= Leeds Society for Deaf and Blind People =

English charity

Leeds Society for Deaf and Blind People is a charity based in Leeds, West Yorkshire, England, that provides practical services to deaf, hard of hearing, deafblind, blind and partially sighted people in the region. The charity has existed since 1866 and is one of the only charities of its kind in the country to provide services to those with both a hearing and/or visual impairment.

==Work==

The Society provides a broad range of services to those with a sensory impairment in the West Yorkshire region. These include a Sign Language Interpreting Service, equipment provision, social workers for profoundly deaf people, services for deafblind people, training courses and qualifications including a Taster Course, Levels 1–3 in British Sign Language, and Sensory Awareness.

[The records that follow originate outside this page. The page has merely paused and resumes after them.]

PR #103, opened 2018-10-09
[#98] fix param type

### LINKED ISSUE #98: use-cache attribute of ff-communication has wrong type in docu
`ff-communication` description in https://web-components.fact-finder.de/api/ff-searchbox#tab=api states that `use-cache` is a String attribute, but in src-code it is a Boolean. 

Because Boolean and String attributes are treated fundamental different ( [s. here](https://web-components.fact-finder.de/documentation/attribute-basics) ) we should fix the docu.

damrath:
closes #98


damrath:
Almost every line had some mistake in it :weary:

PR #1566, opened 2024-05-03
Refactor generate logic, add disable logs, and disable from setup

### LINKED ISSUE #1554: Disable logs in generate for setup
Logs appear inside of the `generate` logic saying where they were created. There should be a way to disable logs in generate since the interactive setup uses its own logging.

chasefleming:
Closes #1554 

______

For contributor use:

### DIFF
--- a/internal/super/generate.go
+++ b/internal/super/generate.go
@@ -96,6 +96,8 @@ func init() {
 	GenerateScriptCommand.AddToParent(GenerateCommand)
 }
 
+const DefaultCadenceDirectory = "cadence"
+
 func generateContract(
 	args []string,
 	_ command.GlobalFlags,
@@ -104,7 +106,7 @@ func generateContract(
 	state *flowkit.State,
 ) (result command.Result, err error) {
 	options := GeneratorOptions{
-		Directory: "cadence",
+		Directory: DefaultCadenceDirectory,
 		State:     state,
 		Logger:    logger,
 	}
@@ -121,7 +123,7 @@ func generateTransaction(
 	state *flowkit.State,
 ) (result command.Result, err error) {
 	options := GeneratorOptions{
-		Directory: "cadence",
+		Directory: DefaultCadenceDirectory,
 		State:     state,
 		Logger:    logger,
 	}
@@ -138,7 +140,7 @@ func generateScript(
 	state *flowkit.State,
 ) (result command.Result, err error) {
 	options := GeneratorOptions{
-		Directory: "cadence",
+		Directory: DefaultCadenceDirectory,
 		State:     state,
 		Logger:    logger,
 	}
@@ -184,7 +186,7 @@ func (g *Generator) generate(templateType, name string) error {
 
 	var fileToWrite string
 	var testFileToWrite string
-	var rootDir = "cadence"
+	var rootDir = DefaultCadenceDirectory
 	var basePath string
 	var testsBasePath = "tests"
 	var err error
--- a/internal/super/generate.go
+++ b/internal/super/generate.go
@@ -22,10 +22,11 @@ import (
 	"bytes"
 	"embed"
 	"fmt"
-	flowsdk "github.com/onflow/flow-go-sdk"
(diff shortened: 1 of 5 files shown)


internal/super/generate.go
```diff
@@ -102,7 +102,18 @@ func generateContract(
 	_ flowkit.Services,
 	state *flowkit.State,
 ) (result command.Result, err error) {
-	return generateNew(args, "contract", generateFlags.Directory, logger, state)
+	if len(args) < 1 {
```
ianthpun, line 105: shouldn't line 86 cover that already?

https://github.com/onflow/flow-cli/pull/1566/files#diff-1a34fb00f194ec131896919bfad4b3fdaf639c76fd91304228c346eb73dc89b9L86

chasefleming: Yes good catch! Removed

internal/super/generate.go
```diff
@@ -122,64 +136,60 @@ func generateScript(
...
-	return strings.TrimSuffix(name, filepath.Ext(name))
+// TemplateMap defines a map of template types to their specific names
+type TemplateMap map[string]string
+
+type GeneratorOptions struct {
+	Directory   string
+	State       *flowkit.State
+	Logger      output.Logger
+	DisableLogs bool
 }
```
jribbink, line 163: Imo this is unnecessary & belongs in the `Generator` struct itself, and these can be set in the factory method.  Defining options like this isn't necessarily any safer/different than:

```
g := &Generator{
	Directory: xxx,
	State: xxx,
	Logger: xxx,
	DisableLogs: xxx,
}
```

And `GeneratorOptions` probably just adds an unnecessary layer of complexity.  The factory method can be used to enforce that a `&Generator` object is created with valid configuration.

e.g. `NewGenerator(directory, state, logger)`, `NewGeneratorWithoutLogs(directory, state)` -- although I _think_ that NOOP loggers is the idiomatic way to handle this.

internal/super/generate.go
```diff
@@ -122,64 +136,60 @@ func generateScript(
...
+	return &Generator{
+		Options: options,
 	}
+}
 
-	var executedTemplate bytes.Buffer
-	// Execute the template with the provided data or nil if no data is needed
-	if err = tmpl.Execute(&executedTemplate, data); err != nil {
-		return "", fmt.Errorf("failed to execute template: %w", err)
+func (g *Generator) Create(typeNames TemplateMap) error {
```
jribbink, line 175: Is a map keyed by type the best data structure for this?  What happens if I want to generate two scripts?

internal/super/generate.go
```diff
@@ -122,64 +136,60 @@ func generateScript(
...
-func stripCDCExtension(name string) string {
-	return strings.TrimSuffix(name, filepath.Ext(name))
+// TemplateMap defines a map of template types to their specific names
+type TemplateMap map[string]string
+
+type GeneratorOptions struct {
+	Directory   string
+	State       *flowkit.State
+	Logger      output.Logger
+	DisableLogs bool
```
jribbink, line 162: Could this be handled by a NOOP/nil logger?

internal/super/generate.go
chasefleming: You could do it but we could use an array instead. Updated.

internal/super/generate.go
chasefleming: Will that this in when we have support

internal/super/generate.go
```diff
@@ -122,157 +133,185 @@ func generateScript(
...
-	}
-	return fmt.Sprintf("%s.cdc", name)
-}
+// TemplateMap defines a map of template types to their specific names
+type TemplateMap map[string][]string
 
-func stripCDCExtension(name string) string {
-	return strings.TrimSuffix(name, filepath.Ext(name))
+type Generator struct {
+	Directory   string
```
ianthpun, line 145: i believe we can make these private now since you got the constructor params workign :)

ianthpun (approved):

jribbink (approved):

The Society has worked in partnership with Leeds City Council since the 1950s, and currently acts as an arms-length service provider for a number of services. The Society also relies on voluntary donations and fundraising to deliver a number of services to the community. It fundraises through events including corporate golf days, sporting dinners and wine tasting evenings, although also relies heavily on the generosity of individuals and charitable trusts alike.

Leeds Society for Deaf and Blind People remains focused at all times on achieving better outcomes for vulnerable people and contributing to improving the wellbeing of all citizens of Leeds, by responding to need wherever possible and developing partnerships whenever they present themselves in every area of their work.

==History==

In 1866, the Vicar of Leeds, Revd D. R. Atley, convened a public meeting to form Leeds United Institution for the Blind and the Deaf and Dumb (later renamed Leeds Incorporated Institution for the Blind and the Deaf and Dumb). A public appeal was launched in 1873 by the Mayor of Leeds, Mr H. R. Marsden, for funds for premises which led to the Albion Street premises being opened in 1876. The new building incorporated workshops for blind people, a service chapel for deaf people and areas for socialising. It was located at the site of corner of Albion Street (westside) and St Anne's Street (northside). The site was demolished in the early 1970s and has since undergone redevelopment and conversion to the present K2 building.

In 1917 the organisation became a registered charity and its Memorandum and Articles of Association were approved. In 1976, following the purchase of the former Leeds Public Dispensary, Centenary House was officially opened by Prince Philip, Duke of Edinburgh on 13 February.

More recently, in 1996 the name of the Society changed to Leeds Society for Deaf and Blind People. In 2004 Shire View Resource Centre for Visually Impaired People was welcomed under the banner of the Society. In 2008, Leeds Society for Deaf and Blind People took over the management of the city’s only braille and large print unit from Leeds City Council.